Les méthodes directes reposent sur des observations de présence et d’absence des espèces envahissantes. Les routes d’invasion ont donc traditionnellement été reconstruites à partir de données historiques ou d’observations directes, telles que les dates et localités de premières observations. Par exemple, les routes d’invasions du moustique tigre asiatique

Aedes albobictus ont été retracées à partir de données de circulation aérienne et maritime en

relation avec les données climatiques (Tatem et al. 2006). Cependant, ces méthodes ne sont pas exhaustives, et sont souvent basées sur des données rares et incomplètes (Estoup &

Guillemaud 2010), rendant difficile la description rigoureuse des routes empruntées par les populations envahissantes. De plus, les données de présence ne reflètent pas forcément le succès d’établissement des individus.

Les approches moléculaires bien qu’indirectes offrent une alternative pour décrire et étudier les populations sources, les routes et les mécanismes d’expansion (Handley et al. 2011). Ces méthodes basées sur les patrons génétiques observés entre et au sein des populations permettent d’inférer des liens de parentés entre populations. Traditionnellement ces méthodes sont basées sur des dendogrammes de distances génétiques inter- populationnelles, des statistiques résumées de la diversité (FST) ainsi que des méthodes de

regroupements d’individus ou de populations. Ces approches ne permettent cependant pas de retracer des scenarios complexes en raison de l’effet du hasard (stochasticité) sur les paramètres démographiques et historiques (par exemple sur les effets fondateurs et sur la dérive génétique) et de l’existence de sources multiples et d’évènements d’admixture. La dérive génétique peut par exemple fortement accroitre la différentiation génétique entre une population envahissante et sa source en modifiant aléatoirement les fréquences alléliques (Knowles 2009). Ainsi, une seule population source peut donner naissance à une infinité de populations très différenciées suite à l’échantillonnage aléatoire des allèles dans l’aire native. Ces phénomènes peuvent alors considérablement brouiller les pistes et rendre difficile l’identification des populations sources et des routes de colonisation.
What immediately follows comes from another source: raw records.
PR #576, opened 2017-11-07
Rename HTTP client selector config

nezihyigitbasi:
We should rename this one as it's really not setting thread count it's setting the number of selector objects, which are run by the client executors.

Do we want to add a `LegacyConfig` annotation?

### DIFF
--- a/CHANGES
+++ b/CHANGES
@@ -1,3 +1,7 @@
+* 0.158
+
+- Rename HTTP client selector config parameter to "http-client.selector-count".
+
 * 0.157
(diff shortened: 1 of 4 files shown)


electrum:
This config has been around for a while, so we should add `@LegacyConfig`

electrum:
Nevermind, I was looking at the wrong config. Let's not bother with `@LegacyConfig` since this was just added in 0.156

electrum:
Merged, thanks!

PR #578, opened 2017-11-16
Fix Kerberos SPNEGO handling in HTTP client

electrum:
The client ignored the Negotiate scheme if a realm was not provided,
causing it to fail with the following error:

HTTP protocol violation: Authentication challenge without WWW-Authenticate header

### DIFF
--- a/http-client/src/main/java/io/airlift/http/client/spnego/SpnegoAuthenticationProtocolHandler.java
+++ b/http-client/src/main/java/io/airlift/http/client/spnego/SpnegoAuthenticationProtocolHandler.java
@@ -1,0 +1,53 @@
+package io.airlift.http.client.spnego;
+
+import org.eclipse.jetty.client.AuthenticationProtocolHandler;
+import org.eclipse.jetty.client.HttpClient;
+import org.eclipse.jetty.client.WWWAuthenticationProtocolHandler;
+import org.eclipse.jetty.client.api.Response;
+import org.eclipse.jetty.client.api.Result;
+import org.eclipse.jetty.http.HttpFields;
+import org.eclipse.jetty.http.HttpHeader;
+
+/**
+ * Jetty {@link AuthenticationProtocolHandler} requires that the
+ * {@code "WWW-Authenticate"} header contains a realm, but the
+ * {@code "Negotiate"} scheme will not have one. This hacks around that by
+ * adding a new header value for that scheme which contains a dummy realm,
+ * allowing the rest of the authentication handling to work as normal.
+ * Unfortunately, there is no easier way as all of the related code in
+ * that class is private.
+ */
+public class SpnegoAuthenticationProtocolHandler
+        extends WWWAuthenticationProtocolHandler
+{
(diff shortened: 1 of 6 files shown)


dain:
@martint this is a client side fix instead of the server side we used to have.  I'd like this to be fixed in the Jetty client itself, but a work around is good for now

martint:
The previous fix was also in the client.

http-client/src/main/java/io/airlift/http/client/spnego/SpnegoAuthenticationProtocolHandler.java
```diff
@@ -0,0 +1,53 @@
...
+    {
+        return new ForwardingResponseListener(super.getResponseListener())
+        {
+            @Override
+            public void onComplete(Result result)
+            {
+                HttpHeader header = getAuthenticateHeader();
+                HttpFields headers = result.getResponse().getHeaders();
+                if (headers.getValuesList(header).stream().anyMatch(NEGOTIATE::equalsIgnoreCase)) {
+                    headers.put(header, NEGOTIATE + " realm=\"dummy\"");
```
martint: What if the header contains a spnego token?

electrum: It won’t be a 401 so this code is never reached. The token is only sent on a successful authentication response.

electrum:
The previous fix was a hack that required cooperation with the server. The client sent a magic header asking the server to include a dummy realm. This fixes the client to work with any spec-complaint server.

http-client/src/main/java/io/airlift/http/client/spnego/SpnegoAuthenticationProtocolHandler.java
martint: Add a comment explaining this.

electrum: The Javadoc for the class explains this

electrum: Or do you mean why it only matches without a token?

electrum:
RFC 2617 is obsoleted by 7235

martint:
> RFC 2617 is obsoleted by 7235

Yes, I'm aware. I just find it interesting that the SPNEGO RFC, which directly references the old Auth RFC, has such a glaring error.

Apparently there's errata for it, which states:

> [...] and furthermore uses syntax in the WWW-Authenticate and Authorization header fields that is in violation of the base ABNF definitions.

But, no further explanation or fixes to it.

http-client/src/main/java/io/airlift/http/client/spnego/SpnegoAuthenticationProtocolHandler.java
martint: > Or do you mean why it only matches without a token?

Yes, so that it's clear to whoever looks at this 3 months down the road since it's not "obvious" from the code.

dain:
Merged

PR #583, opened 2017-12-01
Add option to disable recording HTTP request complete info

highker:
By default, an HTTP request records stats on completion. However, adding
counters to stats can be expensive given the lock contention in the
stats. Add an option to disable recording the completion info.

### DIFF
--- a/http-client/src/main/java/io/airlift/http/client/HttpClientConfig.java
+++ b/http-client/src/main/java/io/airlift/http/client/HttpClientConfig.java
@@ -60,6 +60,7 @@ public class HttpClientConfig
     private String kerberosPrincipal;
     private String kerberosRemoteServiceName;
     private int selectorCount = 2;
+    private boolean recordRequestComplete = true;
 
     private boolean http2Enabled;
     private DataSize http2InitialSessionReceiveWindowSize = new DataSize(16, MEGABYTE);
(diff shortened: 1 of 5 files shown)


electrum:
Please add this to CHANGES

http-client/src/main/java/io/airlift/http/client/HttpClientConfig.java
```diff
@@ -60,6 +60,7 @@
     private String kerberosPrincipal;
     private String kerberosRemoteServiceName;
     private int selectorCount = 2;
+    private boolean recordRequestCompleteEnabled = true;
```
electrum: How about naming this `recordRequestComplete`

http-client/src/main/java/io/airlift/http/client/HttpClientConfig.java
```diff
@@ -359,4 +360,16 @@ public HttpClientConfig setSelectorCount(int selectorCount)
         this.selectorCount = selectorCount;
         return this;
     }
+
+    public boolean getRecordRequestCompleteEnabled()
+    {
+        return recordRequestCompleteEnabled;
+    }
+
+    @Config("http-client.record-request-complete.enabled")
```
electrum: I think we can name this `http-client.record-request-complete`

http-client/src/main/java/io/airlift/http/client/jetty/JettyHttpClient.java
```diff
@@ -120,6 +120,7 @@
     private final long maxContentLength;
     private final long requestTimeoutMillis;
     private final long idleTimeoutMillis;
+    private final boolean isRecordRequestComplete;
```
electrum: Remove the "is" from the field name. That's only used for getters.

electrum:
There's a typo here: *"given the we set a small number to it"*

It should be *"given that we set it to a small number"*

highker:
Comments addressed; thanks for review.

electrum:
Can you fix the commit description?

highker:
done; thanks

electrum:
Merged, thanks!

PR #584, opened 2017-12-01
Fix sporadic failures in HTTP client testConnectTimeout

electrum:


electrum:
It appears that it's not just a flaky test. When `TimeoutException` occurs, the connect timeout was not respected:
```
[ERROR] testConnectTimeout(io.airlift.http.client.jetty.TestAsyncJettyHttpClient)  Time elapsed: 2.026 s  <<< FAILURE!
java.lang.AssertionError: expected:<2.01s> to be less than <300.00ms>
```

PR #591, opened 2017-12-13
Use colon as separator in launcher for LD_PRELOAD

wenleix:
While both colon and space are valid separators for LD_PRELOAD,
they cannot be used together.

This causes issue when launching shell command that appending other
libraries into LD_PRELOAD with colon separated.

As colon is more commonly used separator, switching to use colon
will reduce such potential issues.


electrum:
Merged, thanks!

PR #594, opened 2018-01-02
Make format exceptions for config errors impossible

twilliamson:
Instead of making it the responsibility of the caller, make `Problems` smarter:
- If it gets a format string but no params, then it can't be a format string.
- Even if the format string is bogus, preserve the original message.


electrum:
Merged, thanks!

L’application aux données moléculaires des nouvelles approches d’Approximate

Bayesian Computation (ABC) offre maintenant l’opportunité de tester des scénarios

complexes et d’estimer des paramètres démographiques sous un modèle d’évolution donné (Beaumont et al. 2002; Estoup & Guillemaud 2010) (Encadré 3). L’ABC est une méthode bayésienne qui consiste à faire une approximation des vraisemblances de scénarios évolutifs via la simulation d’un grand nombre de jeux de données. Plus précisément, les probabilités postérieures de différents modèles et/ou les distributions postérieures des paramètres démographiques générés sous un modèle donné sont déterminées en comparant des statistiques calculées à partir des données réelles obtenues à partir des populations étudiées, à celles des données simulées (Beaumont 2010; Bertorelle et al. 2010; Csillery et al. 2010; Lopes & Beaumont 2010). Cette méthode permet d’estimer des paramètres historiques (temps de divergence), évolutifs (taux de mutation, influence de la sélection, hybridation) et démographiques (taille efficace de la population, goulot d’étranglement) à l’aide de données génétiques, et ceci même dans les cas où l’ensemble des populations source n’auraient pas été

échantillonnées (populations fantômes). Les analyses réalisées avec la méthode ABC constituent des outils puissants et efficaces dans le cadre de l’inférence des routes d’invasions de nombreuses espèces (e.g. Brouat et al. 2014; Lombaert et al. 2011; Miller et al. 2005; Pascual et al. 2007).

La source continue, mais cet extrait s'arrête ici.